Tabular data sets are visualized with various supported visualizations depending on the feature type.
Currently, MOVIS supports nine different visualizations of time-series data sets:
- Correlation heatmap,
- Time heatmap,
- Multiple features parallel chart,
- Scatter-plot matrix,
- Scatter plot,
- Two features plot,
- Feature through time,
- Whisker plot,
- Top 10 share through time.
The user could use each one of the visualizations for any data set type without any restrictions. However, some basic data knowledge is advised in order to choose appropriate visualizations for certain data set types.
Below are presented currently available visualizations. Scatter plot is not presented as a seperate figure, since it is included in the Scatter-plot matrix visualization.
Correlation heatmap. The screenshot shows the correlation of Physico-chemical data of Example 1 using a Correlation heatmap chart. The tooltip allows a closer inspection of values for two features of interest.

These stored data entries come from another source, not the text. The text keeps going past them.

PR #766, opened 2021-11-12
cython interface

jwooning:
This is an alternative approach to a fast python interface, instead of using slices (#735) it uses cython. 

A cython interface is created in `acados_ocp_solver_pyx.pyx` with the same API as `acados_ocp_solver.py`. 
Not using ctypes, and compiling the code, this is much faster than the original python interface, and it should be just as safe.

@FreyJo what do you think about this approach?

### DIFF
--- a/examples/acados_python/cython/example.py
+++ b/examples/acados_python/cython/example.py
@@ -1,0 +1,218 @@
+#
+# Copyright 2019 Gianluca Frison, Dimitris Kouzoupis, Robin Verschueren,
+# Andrea Zanelli, Niels van Duijkeren, Jonathan Frey, Tommaso Sartor,
+# Branimir Novoselnik, Rien Quirynen, Rezart Qelibari, Dang Doan,
+# Jonas Koenemann, Yutao Chen, Tobias Schöls, Jonas Schlagenhauf, Moritz Diehl
+#
+# This file is part of acados.
+#
+# The 2-Clause BSD License
+#
+# Redistribution and use in source and binary forms, with or without
+# modification, are permitted provided that the following conditions are met:
+#
+# 1. Redistributions of source code must retain the above copyright notice,
+# this list of conditions and the following disclaimer.
+#
+# 2. Redistributions in binary form must reproduce the above copyright notice,
+# this list of conditions and the following disclaimer in the documentation
+# and/or other materials provided with the distribution.
+#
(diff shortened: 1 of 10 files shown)


FreyJo:
I was not really aware of cython, but I really like that approach!

I didn't check the changes closely yet.
Could you include a working example with the new interface and ping me again?
Then I can go through the workflow a bit more carefully.

I think this should then fully replace the existing ctypes based interface, so only one Python interface has to be maintained.
- obviously some functionalities need to be added in the cython based interface
- the documentation generation should work for the cython interface equally well
- all examples should still work

A minor remark: I saw that you are using `clang` in the new targets of the templated Makefile. Was there a specific reason for that?
I think it should be the same compiler for all the targets there, but which one can of course be made an option.

jwooning:
@FreyJo alright, included a small example in `examples/acados_python/cython`, it's just the same as the `crane` example but it uses the cython interface.

If you think this workflow is ok, then I will fix up the non implemented functions, to fully replace the ctypes interface. 

The documentation generation will probably require a very minimal example that can be imported for the generation to work, but that also shouldn't be a problem.

FreyJo:
I tried the example but had to do some changes to make it work on my machine, which should be done in a more clean fashion I guess.
See here:
https://github.com/commaai/acados/compare/cython2...FreyJo:wip_cython?expand=1

I think it would be consistent if rendered files include the model name https://github.com/acados/acados/blob/34eb6db2780f07b2291a2a2ae831a97ed8a2890f/interfaces/acados_template/acados_template/acados_ocp_solver.py#L657-L659

This import would then have to be changed. I actually find it a bit ambiguous now.
https://github.com/acados/acados/blob/34eb6db2780f07b2291a2a2ae831a97ed8a2890f/interfaces/acados_template/acados_template/acados_ocp_solver_pyx.pyx#L42

This is related to supporting multiple different acados OCP solvers in one script.
I think it makes sense to think about that next and adapt this example to the other interface:
https://github.com/acados/acados/blob/master/examples/acados_python/getting_started/mhe/closed_loop_mhe_ocp.py
One option would also be to adapt it and generate the code corresponding to the different solvers in separate solvers (which is also what is done in openpilot I guess).

FreyJo:
Just looking through the `NotImplementedError`s, the functions to implement in the Cython interface:
- [ ] set_new_time_steps
- [ ] print_statistics -> can just call the function in the generated solver
- [ ] store_iterate
- [ ] load_iterate
- [ ] get_stats
- [ ] get_residuals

Time heatmap. The screenshot shows the temperature feature of Physico-chemical data of Example 1 using a Time heatmap chart. The tooltip allows a closer inspection of values for a cell of interest.
Multiple features parallel chart. Suppose a data set has an ordinal or nominal feature differentiating data set elements. In that case, this chart can help a user find patterns that might be missed with some other visualization techniques. This screenshot depicts Ci, Se, and Type features of the Metabolomics data set from Example 1. Interactive elements like Span and Zoom are present and allow a more granular look at specific points that might be occluded on the default view.

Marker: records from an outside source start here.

PR #772, opened 2021-12-09
Work on Globalization

FreyJo:
- add option to check Armijo condition
- simplifed SQP loop
- add option to do Second Order Correction (SOC) -- following Nocedal2006: p.557, eq. (18.51) -- (18.56)
- SOC is done once if step is rejected or constraint violation would increase when using non-corrected step, as described in IPOPT paper (Waechter2006)

replacing https://github.com/acados/acados/pull/764

Example [`examples/acados_python/non_ocp_nlp/marathos_test_problem.py`](https://github.com/acados/acados/blob/4c75f8885e58a15406464a1bd42558804a6d8bd0/examples/acados_python/non_ocp_nlp/marathos_test_problem.py) is used to test the new globalization.

Plots produced with this example:
- line search without SOC:
marathos_no_SOC
- line search with SOC:
marathos_with_SOC


acados/utils/print.c
```diff
@@ -402,6 +402,39 @@ void print_ocp_qp_out(ocp_qp_out *qp_out)
     return;
 }
 
+
+void print_ocp_qp_out_to_file(FILE *file, ocp_qp_out *qp_out)
```
giaf, line 406: I would move the actual printing routine for an ocp_qp_sol in HPIPM and here just call that one, since the actual QP solution struct is defined in HPIPM and here there is only a typedef.
So the printing routine would remain up to date in case there are changes in HPIPM.

acados/utils/print.c
```diff
@@ -533,6 +566,108 @@ void print_ocp_qp_res(ocp_qp_res *qp_res)
...
+            fprintf(file, "%d ", *(A+i+j*lda));
+        }
+        fprintf(file, "\n");
+    }
+    fprintf(file, "\n");
+}
+
+
+
+void print_ocp_qp_in_to_file(FILE *file, ocp_qp_in *qp_in)
```
giaf, line 586: Same as for the QP sol.

acados/utils/print.h
```diff
@@ -75,8 +75,12 @@ void print_ocp_qp_dims(ocp_qp_dims *dims);
 
 void print_ocp_qp_in(ocp_qp_in *qp_in);
```
giaf, line 76: In general all printing routines that are printing HPIPM structures I would move them in HPIPM.
Maybe it's unrelated to this PR but it would make sense to do at some point.

acados/ocp_nlp/ocp_nlp_sqp_rti.c
```diff
@@ -516,10 +511,6 @@ void ocp_nlp_sqp_rti_preparation_step(void *config_, void *dims_,
     mem->time_lin = 0.0;
     mem->time_reg = 0.0;
 
-    int N = dims->N;
-
-    int ii;
-
 #if defined(ACADOS_WITH_OPENMP)
```
giaf, line 514: better move also the beginning and end of parallel region in the new routine to alias memory, otherwise there is the future risk of calling it from somewhere else without them

giaf: To be more precise, the issue is that the `nowait` in the `omp for` means that there is not an explicit barrier after the parallelized for loops, and the implicit barrier is at the end of the parallel region.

Scatter-plot matrix. The screenshot depicts multiple Physico-chemical features (Inflow pH, Oxygen concentration, Nitrate concentration) of Example 1 in the scatter-plot matrix chart. The Temperature feature is also encoded using a blue color scale. We can see an outlier in 4 charts - there is a cluster of low pH values present only in June 2011. A tooltip gives the exact values of each feature for the point of interest.
Two features scatter plot. The two features scatter plot is here used to depict how the Gravy feature changes when the Molecular Weight changes for the additional calculated Metaproteomics data from Example 1. Tooltip shows respective values for those features, alongside the temporal information of the specific point.
Feature through time. When a user wants to see how one feature changed through time, Feature through time chart is the way to go. Here we can see how the Hydrogen bond feature from the additional calculated Metagenomics data from Example 1 changed through time. A vertical ruler allows precise positioning on the line chart. A tooltip is also available and gives an exact value of the feature of interest at the selected position.
Whisker plot. The screenshot presents averaged Depth-of-coverage values of Metagenomics data set from Example 1. A tooltip is also present to show detailed information on every single whisker plot over time. We can see a clear periodic pattern created by third quartile and upper limit values.
Top 10 share through time. This chart is a composite chart consisting of a linked line chart and a stacked bar chart. A user can select a specific period of interest on the upper part of the chart, which will be reflected on the lower part of the chart. Here we can see product (function) information of BINS annotation genomics data from Example 1, from 23rd of July to 19th of August. There is an apparent abundance of hypothetical protein function in that period for the collected samples.